This is the way it will stay.


----------



## HOROLOGIST007 (Apr 27, 2013)

I don't think I ever saw the color advert.

BUT is it paint or tarnish.
It looks mighty like tarnish to me on a silver case.

Nothing like the black painted and chipped nickel cases.

My bet its tarnish?
adam


----------



## Literustyfan (Jan 23, 2014)

Okay, here we go with the Black Max and Liver of Sulfur testing results...........................

Not exactly what I expected, I was expecting more of a black color rather than a grayish color.

First off, NO good, usable cases were destroyed in these tests.

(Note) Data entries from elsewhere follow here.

PR #211, opened 2022-04-08
remove `hvplot` dependency

ryanSoley:
## What
  * removes the `hvplot` dependency from the dataframe client
    * `dataframe.plot` still works, just uses plotly express now since we've moved from holoviews to dash & plotly
    * this should also fix the problem that the edgetest action is having

## How to Test
  * run the updated "visualizing-logged-dataframes.ipynb" notebook


shania-m (dismissed):
💯 🥇

shania-m (approved):
LGTM

shania-m (approved):
LGTM 💯

PR #220, opened 2022-04-12
clean up config & envs

ryanSoley:
## What
  * reconciles differences between setup.cfg and environments
  * removes old `ProjectSource` entry point that should've been removed in #181 
  * standardizes environments
  * updates pre-commit tool versions

## How to Test
  * make a new dev env and make sure the tests pass


shania-m (approved):
LGTM

Issue #191, opened 2022-03-03
Artifact Plots in Readable formats


shania-m:
**Is your enhancement request related to a problem? Please describe**
In the current implementation, when users artifact plots it is not in a human readable format. A user needs to take additional steps to view the plots. 

**Describe the solution you'd like**
Have artifact plots stored in a readable format like PNGs. This will eliminate the need to take additional steps when sharing plots to be made human readable.

ryanSoley:
this ticket needs a lot more detail but I think it'll end up being a new example in the documentation. I'm gonna move it to the docs milestone for now

we can already log PNGs as artifacts so if they're asking for something else we'll have to figure that out

shania-m:
Our customer's use case requires a collection of plots to be logged with each feature like so:   `{feature_name: png_bytes}`. They use pickle.dumps() for serialization and logging with rubicon. This requires extra effort to structure the dictionaries to make sure that the same concept  (e.g. SHAP feature importance) are logged together . Additionally, extra effort is spent on serializing and unserializing the plots for viewing. 


They are not utilizing the current logging feature for Rubicon since it requires the effort to create a file for the png, then log the file, and finally delete the file. For our customer's optimization they are using in storing the PNGSs memory strings and using the `data_bytes` argument.   If they were to log each as an individual artifact, then they could have 100+ feature importance artifacts as opposed to just one to log and then retrieve.

PR #218, opened 2022-04-11
added example for artifacting plots

shania-m:
addresses example for: #191

---

## What
  * provides Artifacting examples for plots in Rubicon

PR #222, opened 2022-04-20
Logging feature plots

shania-m:
closes: #191

---

## What
  * New example showing how to log features with their corresponding plots

## How to Test
  * run the new notebook 
  * Merge #218 first


environment.yml
```diff
@@ -33,6 +33,9 @@ dependencies:
   - pytest
   - pytest-cov
   - python-kaleido
+  - shap
+  - numba=0.55.0
```
ryanSoley, line 37: do we need the hard pin here?

ryanSoley:
sorry, its been a while since I've taken a look at this and I'm a bit confused. this says it closes #191, but it looks like #218 has already addressed #191. #191 doesn't have anything to do with features. is there an issue somewhere detailing the work necessary for this feature example? (if not, my bad - that's on me for not splitting these two issues properly)

I imagined the goal of this example was to show how to associate artifacts to features on a single experiment. for example, I have a single experiment with a number of features (`n`) I'm interested in. I do some training with a particular set of input parameters and calculate the SHAP values for each feature based on those inputs. this, to me, still seems like one experiment. that one experiment will have a plot for each feature - `n` features, `n` artifacts. then, in the future, the experimenter can compare the `n` feature plots from this experiment (we'll call "A") to the feature plots logged to an experiment "B" later

in the example here, we've got an experiment for each feature which (I believe - if the users have said otherwise please correct me) doesn't really make sense

basically, what I was imagining we'd see in this example is something like this
```python
experiment = project.log_experiment(name="associating artifacts to features")
# some code to log features and artifacts to `experiment`

for feature in experiment.features():
    artifact = experiment.get_artifact(name=feature.name)

    # some code to show logged artifact
```

environment.yml
shania-m: Let me see if I can do >=55.0 to get it working with Shap

ryanSoley:
the layout looks good now but I just created a new environment with the user-environment.yaml and the last cell in the notebook isn't displaying any charts

notebooks/logging-examples/logging-feature-plots.ipynb
```diff
@@ -0,0 +1,466 @@
...
+    "shap_values = explainer.shap_values(X)"
+   ]
+  },
+  {
+   "cell_type": "markdown",
+   "id": "596f75d3",
+   "metadata": {},
+   "source": [
+    "## Plotting\n",
+    "The generated `shap_values` from the above cell can be passed to a `shap.depence_plot` to generate a dependence plot. `pl.gcf()` allows the plot generated by `shap` to be saved to a variable. Using the `matplotlib` and  `io` libraries, shap plots can be saved to a `byte` representation. Here, a feature and its plot are both logged with`rubicon_ml.Features` and `rubuicon_ml.Artifact` respectively. These `features` and `artifacts` are logged to the same `rubicon_ml.Experiment` which are being kept track of with an experiment tag.  "
```
ryanSoley, line 94: "which are being kept track of with an experiment tag" should be removed from the end of that last sentence

notebooks/logging-examples/logging-feature-plots.ipynb
```diff
@@ -0,0 +1,466 @@
...
+   ]
+  },
+  {
+   "cell_type": "markdown",
+   "id": "8ab77a88",
+   "metadata": {},
+   "source": [
+    "## Retrieving your logged plot and features programmatically\n",
+    "\n",
+    "Finally, using the tag for each experiment, we can retrieve a feature and its associated plot. For this example we'll inspect all the `features` logged to the experiment and its associated plots using ` exp.artifact(name=feature.name)`. With `IO` and `PIL`, after retrieving the PNG byte representation of the plot, the plot can be rendered as a PNG image. "
```
ryanSoley, line 292: we're not using the tag to retrieve experiments anymore

ryanSoley (commented):
its woking now 🎉 

just a couple small things in the text and itll be good to go

ryanSoley (approved):

PR #228, opened 2022-04-26
add python-kaleido to binder for edge test

shania-m:
---

## What
  * addresses edge test failures due to python-kaleido dependency 

## How to Test
  *


srilatharanganathan (dismissed):
LGTM

ryanSoley:
while we do need the dependency in binder, thats not whats causing this to fail. python-kaleido is in edgetests section setup.cfg, so it should be getting installed
> https://github.com/capitalone/rubicon-ml/blob/main/setup.cfg#L102

@fdosani any thoughts?

fdosani:
> while we do need the dependency in binder, thats not whats causing this to fail. python-kaleido is in edgetests section in setup.cfg, so it should be getting installed
> 
> > https://github.com/capitalone/rubicon-ml/blob/main/setup.cfg#L102
> 
> @fdosani any thoughts?

Seeing if I can recreate this locally.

The Depollier case is a mismatch, this case back does not fit onto this case, these are simply bin case parts.

The Illinois case was destroyed by somebody who cut off the original factory lugs and installed lugs with spring bar holes which is a major NO NO in my book.

As you can see on the Illinois case the color of the lugs do not match the rest of the case.

The Depollier case was treated using Liver of Sulfur, the Illinois case was treated using Black Max.

These cases where polished to a high sheen and then treated, they had the same finish as the case back shown in the middle of the pictures that was not treated.

Something that I did not expect was to see "layers" of oxidation that were higher than the rest of the case, these raised "layers" got me thinking.

What I though was some sort of "raised" black treatment that was fading away on these sterling silver "aged" cases that we are talking about just is probably just aging built up tarnish.

Tarnish that has never been touched or wiped down, it's simply nearly 100 years of built up tarnishing.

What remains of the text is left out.